* [PROMPT]:
In the listing that follows, locate the line containing "When the the" and the line containing "Now we lookup". Retype exactly those two lines and every line between them, and nothing more.

DATASET RECORDS START

PR #62, opened 2016-08-30
QA: Fix EZP-26181: Content with same name as URL matcher will lead to broken links

glye:
> Fixes https://jira.ez.no/browse/EZP-26181
> Status: QA

This is caused by the use of `array_diff` to determine the siteaccess part of the URL, here:
https://github.com/ezsystems/LegacyBridge/blob/master/bundle/LegacyMapper/SiteAccess.php#L88
When the the path-without-siteaccess contains an element that equals the siteaccess, the diff is empty, and the siteaccess is not found, and subsequently removed from all URLs.

Example: The siteaccess is `Admin` and we're requesting `/Media/Images/Admin/EZP-26181`. Before this PR, this means that:
`$pathinfo = /Admin/Media/Images/Admin/EZP-26181`
`$semanticPathinfo = /Media/Images/Admin/EZP-26181`
The paths are broken into path element arrays, and diffed:
```
array_diff(
    [Admin, Media, Images, Admin, EZP-26181],
    [Media, Images, Admin, EZP-26181]
)
```
The result of this is an empty array, as all elements of the second parameter exist in the first - array_diff() doesn't care that "Admin" is in there twice. So the `$uriPart` is empty, meaning the siteaccess was not found.

The fix is to start at the end/right of the paths, and chop off the bit that is equal. What's left, literally and figuratively, is the siteaccess uri part.

Example: After the PR, we have the same input strings:
`$pathinfo = /Admin/Media/Images/Admin/EZP-26181`
`$semanticPathinfo = /Media/Images/Admin/EZP-26181`
Now we lookup the position of `$semanticPathinfo` within `$pathinfo` directly using mb_strrpos (i.e. backwards). The `$uriPart` is taken to be whatever is to the left of that, i.e. `/Admin`.

NB: This fixes the bug according to steps-to-reproduce, but I'm not sure I'm dealing with fragment path items the right way.

- [x] Add test
- [x] Deal with the posibility of mb_strrpos() returning false? i.e. semantic pathinfo not found within pathinfo, which Should Not Happen(TM)

### DIFF
--- a/bundle/LegacyMapper/SiteAccess.php
+++ b/bundle/LegacyMapper/SiteAccess.php
@@ -81,25 +81,16 @@ class SiteAccess implements EventSubscriberInterface
 
         // uri_part
         $pathinfo = str_replace($request->attributes->get('viewParametersString'), '', rawurldecode($request->getPathInfo()));
-        $semanticPathinfo = $request->attributes->get('semanticPathinfo', $pathinfo);
-        if ($pathinfo != $semanticPathinfo) {
-            $aPathinfo = explode('/', substr($pathinfo, 1));
-            $aSemanticPathinfo = explode('/', substr($semanticPathinfo, 1));
-            $aFragmentPathInfo = $this->getFragmentPathItems();
-            if ($aFragmentPathInfo !== ['_fragment']) {
-                while (count($aFragmentPathInfo) > 0 &&
-                       end($aPathinfo) === end($aFragmentPathInfo)) {
-                    array_pop($aPathinfo);
-                    array_pop($aFragmentPathInfo);
-                }
-            } else {
-                while (count($aSemanticPathinfo) > 0 &&
-                       end($aPathinfo) === end($aSemanticPathinfo)) {
-                    array_pop($aPathinfo);
-                    array_pop($aSemanticPathinfo);
-                }
-            }
-            $uriPart = $aPathinfo;
+        $fragmentPathInfo = implode('/', $this->getFragmentPathItems());
+        if ($fragmentPathInfo !== '_fragment') {
+            $semanticPathinfo = $fragmentPathInfo;
+        } else {
+            $semanticPathinfo = $request->attributes->get('semanticPathinfo', $pathinfo);
+        }
+        $pos = mb_strrpos($pathinfo, $semanticPathinfo);
+        if ($pathinfo != $semanticPathinfo && $pos !== false) {
+            $uriPart = mb_substr($pathinfo, 1, $pos - 1);
+            $uriPart = explode('/', $uriPart);
         }
 
         // Handle host_uri match
--- a/bundle/LegacyMapper/SiteAccess.php
+++ b/bundle/LegacyMapper/SiteAccess.php
@@ -85,7 +85,21 @@ class SiteAccess implements EventSubscriberInterface
         if ($pathinfo != $semanticPathinfo) {
             $aPathinfo = explode('/', substr($pathinfo, 1));
             $aSemanticPathinfo = explode('/', substr($semanticPathinfo, 1));
-            $uriPart = array_diff($aPathinfo, $aSemanticPathinfo, $this->getFragmentPathItems());
+            $aFragmentPathInfo = $this->getFragmentPathItems();
+            if ($aFragmentPathInfo !== ['_fragment']) {
+                while (count($aFragmentPathInfo) > 0 &&
+                       end($aPathinfo) === end($aFragmentPathInfo)) {
+                    array_pop($aPathinfo);
+                    array_pop($aFragmentPathInfo);
+                }
+            } else {
+                while (count($aSemanticPathinfo) > 0 &&
+                       end($aPathinfo) === end($aSemanticPathinfo)) {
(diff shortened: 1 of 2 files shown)


glye:
Review ping @yannickroger @bdunogier @andrerom

glye:
Umlauts are not required to reproduce this. Updated issue, PR and commit to reflect that.

andrerom:
+0.5, Tests? :)

glye:
Added test.

glye:
The test failure is irrelevant: "Methods with the same name as their class will not be constructors in a future version of PHP; eZSiteAccess has a deprecated constructor"
This is in legacy itself, not the LegacyBridge. And it affects PHP 7+ only.

joaoinacio:
My 2 cents: Looks OK, but a bit complex to me as i'm no expert.

Not really certain how the fragment is/should be handled, but I would imagine something simpler such as the following (plus utf handling):
```php
    if ($pathinfo != $semanticPathinfo) {
            if ( $p = strpos($pathinfo, $semanticPathinfo) ) {
                $uriPart = substr($pathinfo, 0, $p );
                $uriPart = explode('/', substr($uriPart, 1));
            }
    }
```

glye:
@joaoinacio Such a simpler approach may be a good idea, but I think your example can fail because it uses strpos to search from the beginning of the string - we need to search from the end to avoid matching too much, in certain cases.

glye:
Update: Simpler version using mb_strrpos.

andrerom:
> The failing test is irrelevant, same as before.

It's relevant, see way to avoid it here: https://github.com/ezsystems/LegacyBridge/pull/53/commits/da8e9506b4559640d7168c76956efe39b2bb49ce

glye:
@andrerom Thanks! Updated test to make php7 pass, and rebased on master now that https://jira.ez.no/browse/EZP-25877 is merged.

glye:
Tests passing. Review ping @andrerom @joaoinacio @yannickroger

joaoinacio:
Looks OK AFAICT, can't really say about the fragment handling but there is a green light from tests so... :)

bdunogier:
Could you give an example (with actual URIs) of how your change will behave ? To be honest, it is hard to give a meaningful advice without going really deep into it.

glye:
@bdunogier Improved main description with URI example.

bundle/LegacyMapper/SiteAccess.php
```diff
@@ -81,11 +81,16 @@ public function onBuildKernelWebHandler(PreBuildKernelWebHandlerEvent $event)
...
-            $aSemanticPathinfo = explode('/', substr($semanticPathinfo, 1));
-            $uriPart = array_diff($aPathinfo, $aSemanticPathinfo, $this->getFragmentPathItems());
+        $fragmentPathInfo = implode('/', $this->getFragmentPathItems());
+        if ($fragmentPathInfo !== '_fragment') {
+            $semanticPathinfo = $fragmentPathInfo;
+        } else {
+            $semanticPathinfo = $request->attributes->get('semanticPathinfo', $pathinfo);
+        }
+        if ($pathinfo != $semanticPathinfo &&
+            $pos = mb_strrpos($pathinfo, $semanticPathinfo)) {
```
glye: Done.

glye:
Update: Dealing with string not found, and visual cleanup.

glye:
@bdunogier You cool with this now?

bundle/LegacyMapper/SiteAccess.php
```diff
@@ -81,11 +81,16 @@ public function onBuildKernelWebHandler(PreBuildKernelWebHandlerEvent $event)
...
-            $uriPart = array_diff($aPathinfo, $aSemanticPathinfo, $this->getFragmentPathItems());
+        $fragmentPathInfo = implode('/', $this->getFragmentPathItems());
+        if ($fragmentPathInfo !== '_fragment') {
+            $semanticPathinfo = $fragmentPathInfo;
+        } else {
+            $semanticPathinfo = $request->attributes->get('semanticPathinfo', $pathinfo);
+        }
+        $pos = mb_strrpos($pathinfo, $semanticPathinfo);
+        if ($pathinfo != $semanticPathinfo && $pos !== false) {
+            $uriPart = mb_substr($pathinfo, 0, $pos);
```
bdunogier: Could these two `mb_substr` calls be changed to one ? We could use `1` and `$pos` couldn't we ?

bdunogier:
+1 aside from the `mb_substr` nitpick.

bundle/LegacyMapper/SiteAccess.php
glye: Yep, seems they can.

glye:
I just realised I should have opened this against ezpublish-kernel-ee 5.3/5.4 and forward ported to LegacyBridge. Since it's approved I'll just push it there, and port from there.

glye:
Closing. This was merged in https://github.com/ezsystems/LegacyBridge/commit/d30373f67c3ee339aa64946e9533b275351d0746 which was forward-ported from the right source.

DATASET RECORDS END

* [PROBLEM SOLUTION]:
When the the path-without-siteaccess contains an element that equals the siteaccess, the diff is empty, and the siteaccess is not found, and subsequently removed from all URLs.

Example: The siteaccess is `Admin` and we're requesting `/Media/Images/Admin/EZP-26181`. Before this PR, this means that:
`$pathinfo = /Admin/Media/Images/Admin/EZP-26181`
`$semanticPathinfo = /Media/Images/Admin/EZP-26181`
The paths are broken into path element arrays, and diffed:
```
array_diff(
    [Admin, Media, Images, Admin, EZP-26181],
    [Media, Images, Admin, EZP-26181]
)
```
The result of this is an empty array, as all elements of the second parameter exist in the first - array_diff() doesn't care that "Admin" is in there twice. So the `$uriPart` is empty, meaning the siteaccess was not found.

The fix is to start at the end/right of the paths, and chop off the bit that is equal. What's left, literally and figuratively, is the siteaccess uri part.

Example: After the PR, we have the same input strings:
`$pathinfo = /Admin/Media/Images/Admin/EZP-26181`
`$semanticPathinfo = /Media/Images/Admin/EZP-26181`
Now we lookup the position of `$semanticPathinfo` within `$pathinfo` directly using mb_strrpos (i.e. backwards). The `$uriPart` is taken to be whatever is to the left of that, i.e. `/Admin`.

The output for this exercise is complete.